◆ EXERCISE DETAILS: What to return is the tail of the data, from the line that contains "Initial testing!" down to the last line, copied exactly.

*** EXCERPTED RECORDS

PR #3468, opened 2026-03-05
 Fix UI in CR24 Multiple Rule Curves

nikolaredstork:
Initial testing!


flomnes:
Starting from version 10.0, there is no GUI, save functions are being removed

******

◆ ANSWER BOX:
Initial testing!


flomnes:
Starting from version 10.0, there is no GUI, save functions are being removed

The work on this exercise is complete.